江都西湖之上,一艘艘觀光的樓船泛舟其上,船上的人歡歌笑語,坐在船頭,吃酒賞月,絲竹之樂不絕於耳,一派祥和歡樂的氣氛。
一葉扁舟停泊在湖中心的湖面上,隨着湖水微微盪漾。
船上沒有船伕,只有甄命苦一人坐在船頭的小桌旁,斟酒自飲,神情落寞。
“甄命苦啊甄命苦,這已經是你第幾次上她的當了?”
“也不撒泡尿照照自己,你有哪一點能讓她看上的?她心裡只有她的天下蒼生,百姓福祉,你卻可笑地以爲她真的肯跟你一起浪跡天涯,泛舟四海,你這不是癡心妄想嗎?說你是豬都已經侮辱豬的智商了。
他擡起頭看了一眼天上的明月,苦笑着:“月色這麼好,她只怕也無心欣賞,正坐在歷陽城外的大軍營帳裡跟人算計着怎麼乘機攻下歷陽城吧。”
一壺酒過後,他突然精神一振:“該不會是路上有事給耽誤了,或者她已經到了,只是我沒發現而已,她這樣一個美人兒,那麼引人注目,想出趟門可不容易,說不定是喬裝打扮了,我一時間認不出來……”
他振奮起來,晃晃悠悠地站起身,醉眼朦朧地朝湖上十幾艘樓船掃視了一眼,拿起漿,朝那些樓船划過去。
每經過一艘船,他都朝船裡面大聲喊上幾遍凌霜的名字,船裡的人被他攪了雅興,紛紛出言驅逐,有人見他醉醺醺的模樣,還以爲是什麼吃了酒的混人在耍酒瘋,給他潑了一身的剩菜。
繞湖一圈之後,甄命苦終於確定凌霜並不在任何一艘樓船上,酒意襲來,再也支撐不住,躺在船上,看着天上那輪漸漸被烏雲遮蔽的明月,沉沉地睡了過去。
……
與此同時,月色中的歷陽城下。
旌旗搖動,在指揮旗的指揮下,黑壓壓一片的唐軍乘着月色,朝歷陽城攻打過來。
全副武裝的裴行儼正站在歷陽城的城樓上,眼中冷光如電,俯視着那些準備乘夜攻城的唐軍先鋒部隊,轉過頭,冷冷地朝身邊的傳令兵下了一道命令:“甄爺果然沒猜錯!還好我早有準備!三千弩炮準備,上麻醉彈,我要讓這先頭部隊有去無回!”
……
“李建成瘋了嗎!怎麼可能讓娘子軍打衝鋒?”
剛從江都趕回的甄命苦,沿途就聽人四處傳說江淮軍昨天晚上打了一場漂亮的狙擊戰,大獲全勝,沒損一兵一卒,就生擒了一千名嬌滴滴的娘子軍,他連家都沒來得及回,就匆匆衝進江淮軍的議事堂,大聲嚷道。
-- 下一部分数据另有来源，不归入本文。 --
PR #823, opened 2024-10-15
Allow dimensions to be used as AlgebraOfGraphics selectors

### LINKED ISSUE #821: [FR] AlgebraOfGraphics.jl support

asinghvi17:
This adds AoG selector support to DimensionalData dims, so that things like this just work:

```julia
A3 = DimArray(rand(21, 5, 4), (X, Y, Dim{:p}); name = :RandomData)
data(A3) * visual(Heatmap) * mapping(X, :RandomData, Dim{:p}, layout = Y => nonnumeric) |> draw

# before this, you would have to use and know the specific symbols that the dims are:
data(A3) * visual(Heatmap) * mapping(:X, :RandomData,:p, layout = :Y => nonnumeric) |> draw
```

議事堂的衆將領全都一臉愕然地盯着這突然闖進軍機處的甄命苦,此時他的身上,還有昨晚被人潑的一身殘羹冷飯,頭髮上還沾有一片菜葉。
李大亮忍着笑問:“甄爺,看來你昨晚中秋你吃得很不錯啊。”
甄命苦顧不得跟他開玩笑,一臉緊張地問:“真的是娘子軍打頭陣?”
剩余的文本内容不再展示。